(Records from a collection)
PR #332, opened 2024-11-05
WIP

NicolasHug:


src/torchcodec/decoders/_core/VideoDecoder.cpp
```diff
@@ -1382,7 +1380,11 @@ torch::Tensor VideoDecoder::convertFrameToTensorUsingFilterGraph(
   ffmpegStatus =
       av_buffersink_get_frame(filterState.sinkContext, filteredFrame.get());
   TORCH_CHECK_EQ(filteredFrame->format, AV_PIX_FMT_RGB24);
-  std::vector<int64_t> shape = {filteredFrame->height, filteredFrame->width, 3};
+  int height = 0, width = 0;
+  std::tie(height, width) = getHeightAndWidthFromOptionsOrAVFrame(
+      streams_[streamIndex].options, filteredFrame.get());
+  std::vector<int64_t> shape = {height, width, 3};
```
NicolasHug, line 1386: So this is the only place where the logic is slightly changed (but I think the behavior is the same): we go through `options` first. I *think* this is correct, because the `filteredFrame` should respect `options` itself?
In any case, this is what is done for the swscale case as well. If that's incorrect or a change of behavior, LMK.

src/torchcodec/decoders/_core/VideoDecoder.cpp
```diff
@@ -195,14 +195,13 @@ VideoDecoder::BatchDecodedOutput::BatchDecodedOutput(
...
-          {numFrames,
-           options.height.value_or(*metadata.height),
-           options.width.value_or(*metadata.width),
-           3},
-          at::TensorOptions(options.device).dtype(torch::kUInt8))),
-      ptsSeconds(torch::empty({numFrames}, {torch::kFloat64})),
-      durationSeconds(torch::empty({numFrames}, {torch::kFloat64})) {}
+    : ptsSeconds(torch::empty({numFrames}, {torch::kFloat64})),
+      durationSeconds(torch::empty({numFrames}, {torch::kFloat64})) {
+  int height = 0, width = 0;
```
scotts, line 200: Same nit, and there's a few other places.

src/torchcodec/decoders/_core/VideoDecoder.cpp
```diff
@@ -1406,6 +1408,38 @@ VideoDecoder::~VideoDecoder() {
...
+}
+
+std::tuple<int, int> getHeightAndWidthFromOptionsOrAVFrame(
+    const VideoDecoder::VideoStreamDecoderOptions& options,
+    AVFrame* avFrame) {
+  return std::make_tuple(
+      options.height.value_or(avFrame->height),
+      options.width.value_or(avFrame->width));
+}
+
```
scotts, line 1426: I'd actually prefer that we just call both of these functions `getHeightAndWidth` and allow C++ function overloading to determine which one to call. In C++, because the types of parameters are formally a part of the function signature, it's less common to encode the type of one of the parameters in the name. This, however, is a question of style, and I know @ahmadsharif1 may feel differently.

src/torchcodec/decoders/_core/VideoDecoder.cpp
```diff
@@ -1406,6 +1408,38 @@ VideoDecoder::~VideoDecoder() {
...
+torch::Tensor allocateEmptyHWCTensor(
+    int height,
+    int width,
+    torch::Device device,
+    std::optional<int> numFrames) {
+  auto tensorOptions = torch::TensorOptions()
+                           .dtype(torch::kUInt8)
+                           .layout(torch::kStrided)
+                           .device(device);
```
scotts, line 1435: Not critical or blocking, but this may be a good time to put in `TORCH_CHECK`s to make sure the height and width are not negative. I just looked it up, and I think the tensor API can handle that, but that's probably not going to be what we expect. (I know you plan on a follow-up PR with more error-checking, so this sort of thing may be more appropriate there.)

scotts (approved):

src/torchcodec/decoders/_core/VideoDecoder.cpp
scotts: Looks correct to me, but @ahmadsharif1 should also reason through it.

scotts:
Almost forgot to mention: great refactoring, and thanks for spending the time to reason through all of this and make sure what we're doing is sensible!

src/torchcodec/decoders/_core/CudaDevice.cpp
```diff
@@ -209,8 +197,9 @@ void convertAVFrameToDecodedOutputOnCuda(
       src->format == AV_PIX_FMT_CUDA,
       "Expected format to be AV_PIX_FMT_CUDA, got " +
           std::string(av_get_pix_fmt_name((AVPixelFormat)src->format)));
-  int width = options.width.value_or(codecContext->width);
-  int height = options.height.value_or(codecContext->height);
+  int height = 0, width = 0;
+  std::tie(height, width) =
```
ahmadsharif1, line 201: IMO this is less maintainable/safe than returning a struct with named members.

Someone could write:

`std::tie(width, height)` instead of `std::tie(height, width)` and it would be hard to notice.

src/torchcodec/decoders/_core/VideoDecoder.h
```diff
@@ -413,6 +414,63 @@ class VideoDecoder {
...
+// it is very important to check the height and width assumptions where the
+// tensors memory is used/filled in order to avoid segfaults.
+
+std::tuple<int, int> getHeightAndWidthFromOptionsOrMetadata(
+    const VideoDecoder::VideoStreamDecoderOptions& options,
+    const VideoDecoder::StreamMetadata& metadata);
+
+std::tuple<int, int> getHeightAndWidthFromOptionsOrAVFrame(
+    const VideoDecoder::VideoStreamDecoderOptions& options,
+    AVFrame* avFrame);
```
ahmadsharif1, line 466: This should be const too

const & would be preferred since this is a mandatory parameter and should never be null

src/torchcodec/decoders/_core/VideoDecoder.cpp
ahmadsharif1: Maybe add a TORCH_CHECK to make sure the filteredFrame has the expected dimensions?

ahmadsharif1 (approved):

src/torchcodec/decoders/_core/VideoDecoder.cpp
NicolasHug: I'll add the validity checks as follow up!

PR #333, opened 2024-11-05
Fix Lint job

NicolasHug:
Our lint job is broken on main: see latest commit with a failing pre-commit job https://github.com/pytorch/torchcodec/actions/runs/11672509149/job/32501275316

It's failing, but *green*. This is because we have deactivated the ability for the job to properly fail

This PR:

- let the pre-commit check fail when needed: see that it fails, as expected, in [`736bdc4` (#333)](https://github.com/pytorch/torchcodec/pull/333/commits/736bdc4db50dcd2a8c8f8030422c6f927f90d6fc)
- fixes the code formatting accordingly.


.github/workflows/lint.yaml
```diff
@@ -36,8 +36,6 @@ jobs:
         run: |
           python -m pip install pre-commit
       - name: Run pre-commit checks
-        # Continue on error to display the formatting diff in case lint fails.
-        continue-on-error: true
```
NicolasHug, line 40: This is what prevented the CI to be red when the pre-commit job failed.

We'll have to find a better way to display the formatting diff.

ahmadsharif1 (approved):

PR #335, opened 2024-11-05
Added doc for nvdec

ahmadsharif1:
1. Add documentation for using cuda decoding.
2. Updated the docs workflow to actually build a cuda wheel so it can be used later to generate the docs.
3. The documentation contains instructions on how to install the cuda wheel and scenarios where we expect users to benefit from using CUDA decoding.

Result screenshot:

image


examples/basic_cuda_example.py
```diff
@@ -0,0 +1,174 @@
...
+CUDA Decoding can be faster than CPU Decoding for the actual decoding step and for
+subsequent transform steps like scaling, cropping or rotating. This is because the decode step leaves
+the decoded tensor in GPU memory so the GPU doesn't have to fetch from main memory before
+running the transform steps. Encoded packets are often much smaller than decoded frames so
+CUDA decoding also uses less PCI-e bandwidth.
+
+CUDA Decoding can offer speed-up over CPU Decoding in a few scenarios:
+
+#. You are decoding a large resolution video
+#. You are decoding a large batch of videos that's saturting the CPU
```
scotts, line 24: "saturting" -> "saturating"

examples/basic_cuda_example.py
```diff
@@ -0,0 +1,174 @@
...
+#. You want to do whole-image transforms like scaling or convolutions on the decoded tensors
+   after decoding
+#. Your CPU is saturated and you want to free it up for other work
+
+In some scenarios CUDA Decoding can be slower than CPU Decoding, example:
+
+#. If your GPU is already busy and CPU is not
+#. If you have small resolution videos and the PCI-e transfer latency is large
+#. You want bit-exact results compared to CPU Decoding
```
scotts, line 33: The last item is not really a reason that CUDA Decoding may be slower, but a general reason not to use CUDA Decoding. I think the framing of the list may be better as "Here are situations where CUDA Decoding may not make sense."

examples/basic_cuda_example.py
```diff
@@ -0,0 +1,174 @@
...
+
+It's best to experiment with CUDA Decoding to see if it improves your use-case. With
+TorchCodec you can simply pass in a device parameter to the VideoDecoder class to
+use CUDA Decoding.
```
scotts, line 37: Let's make `VideoDecoder` a proper reference so users can follow the link.

examples/basic_cuda_example.py
```diff
@@ -0,0 +1,174 @@
...
+In order use CUDA Decoding will need the following installed in your environment:
+
+#. CUDA-enabled pytorch
+#. FFMPEG binaries that support NVDEC-enabled codecs
+#. libnpp and nvrtc (these are usually installed when you install the full cuda-toolkit)
+
+
+FFMPEG versions 5, 6 and 7 from conda-forge are built with NVDEC support and
+you can install them by running (for example to install ffmpeg version 7):
+
```
scotts, line 48: I'd rephrase as:
> FFmpeg versions 5, 6 and 7 from conda-forge are built with NVDEC support and you can install them with conda. For example, to install FFmpeg version 7:

.github/workflows/docs.yaml
```diff
@@ -26,16 +26,14 @@ jobs:
...
+      - name: Install torchcodec from nightly
         run: |
-          # TODO: torchvision and torchaudio shouldn't be needed. They were only added
-          #  to silence an error as seen in https://github.com/pytorch/torchcodec/issues/203
-          python -m pip install --pre torch torchvision torchaudio --index-url https://download.pytorch.org/whl/nightly/cpu
-          conda install "ffmpeg=7.0.1" pkg-config -c conda-forge
-          ffmpeg -version
-      - name: Build and install torchcodec
+          pip3 install --pre torch torchvision torchaudio torchcodec --index-url https://download.pytorch.org/whl/nightly/cu124
+      - name: Install FFMPEG and other deps
```
NicolasHug, line 32: Before committing this, can  you double check that the doc build can pick up a change that we make to the code? e.g. modify a docstring within the repo, and maybe `print()` something within the decoder, and make sure these 2 changes are reflected within the doc build.
I *think* it will work but I'm not 100% sure.

examples/basic_cuda_example.py
```diff
@@ -0,0 +1,179 @@
...
+#
+# This source code is licensed under the BSD-style license found in the
+# LICENSE file in the root directory of this source tree.
+"""
+Accelerated video decoding with NVDEC
+=====================================
+
+.. _nvdec_tutorial:
+
+**Author**: `Ahmad Sharif <ahmads@meta.com>`__
```
NicolasHug, line 12: I don't recommend adding authorship, we don't do it in the other tutorials. Over time the docs are written and re-written by many contributors, so this usually isn't accurate.

examples/basic_cuda_example.py
```diff
@@ -0,0 +1,179 @@
+# Copyright (c) Meta Platforms, Inc. and affiliates.
+# All rights reserved.
+#
+# This source code is licensed under the BSD-style license found in the
+# LICENSE file in the root directory of this source tree.
+"""
+Accelerated video decoding with NVDEC
```
NicolasHug, line 7: Users who don't know what NVDEC is (i.e. 99% of them) won't know that this is about CUDA GPUs. I think the title should include the word "CUDA" and / or "GPU". Maybe

> Accelerated video decoding on CUDA GPUs with NVDEC

?

examples/basic_cuda_example.py
```diff
@@ -0,0 +1,179 @@
...
+#. You want to do whole-image transforms like scaling or convolutions on the decoded tensors
+   after decoding
+#. Your CPU is saturated and you want to free it up for other work
+
+
+Here are situations where CUDA Decoding may not make sense:
+
+#. You want bit-exact results compared to CPU Decoding
+#. If you have small resolution videos and the PCI-e transfer latency is large
+#. If your GPU is already busy and CPU is not
```
NicolasHug, line 34: super nit: remove "if" for consistency with other list items

examples/basic_cuda_example.py
```diff
@@ -0,0 +1,179 @@
...
+
+It's best to experiment with CUDA Decoding to see if it improves your use-case. With
+TorchCodec you can simply pass in a device parameter to the
+:class:`~torchcodec.decoders.VideoDecoder` class to use CUDA Decoding.
+
+
+In order use CUDA Decoding will need the following installed in your environment:
```
NicolasHug, line 41:
```suggestion
In order to use CUDA Decoding will need the following installed in your environment:
```

examples/basic_cuda_example.py
```diff
@@ -0,0 +1,179 @@
...
+
+#. CUDA-enabled pytorch
```
NicolasHug, line 43: Let's link to https://pytorch.org/get-started/locally/

```suggestion
#. `CUDA-enabled pytorch <https://pytorch.org/get-started/locally/>`_
```

examples/basic_cuda_example.py
```diff
@@ -0,0 +1,179 @@
...
+.. code-block:: bash
+   # These libraries are needed for CUDA decoding with TorchCodec
+   conda install ffmpeg=7 -c conda-forge
+   conda install libnpp cuda-nvrtc -c nvidia
+"""
+
+# %%
+######################################################################
+# Checking if Pytorch has CUDA enabled
+######################################################################
```
NicolasHug, line 60: Nit: in other examples of the type we have used underlines https://github.com/pytorch/torchcodec/blob/c2bea4be0755aec1d9ca0813b2125c6f90f0bd8a/examples/basic_example.py#L115-L116

examples/basic_cuda_example.py
```diff
@@ -0,0 +1,179 @@
...
+# %%
+######################################################################
+# CUDA Decoding using VideoDecoder
+######################################################################
+#
+# To use CUDA decoder, you need to pass in a cuda device to the decoder.
+#
+from torchcodec.decoders import VideoDecoder
+
+vd = VideoDecoder(video_file, device="cuda:0")
```
NicolasHug, line 109: I think we should just pass "cuda", this is what is more common in such tutorials, and what most users do. Those who have more than one GPU and need to specify the index would know how to do it.

Also let's name this `decoded` for consistency with the rest of our docs (and this example)

```suggestion
decoder = VideoDecoder(video_file, device="cuda")
```

examples/basic_cuda_example.py
```diff
@@ -0,0 +1,179 @@
...
+    return [decoder.get_frame_played_at(ts) for ts in timestamps]
+
+
+def get_numpy_images(frames):
+    numpy_images = []
+    for frame in frames:
+        # We transfer to the CPU so they can be visualized by matplotlib.
+        numpy_image = frame.data.to("cpu").permute(1, 2, 0).numpy()
+        numpy_images.append(numpy_image)
+    return numpy_images
```
NicolasHug, line 146: Consider using the same logic we have in our 2 existing examples for plotting images (and for plot_cpu_and_cuda_images).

Requirement
Search the entries for the word "link". Copy every line where it occurs.

Answer box
scotts, line 37: Let's make `VideoDecoder` a proper reference so users can follow the link.
NicolasHug, line 43: Let's link to https://pytorch.org/get-started/locally/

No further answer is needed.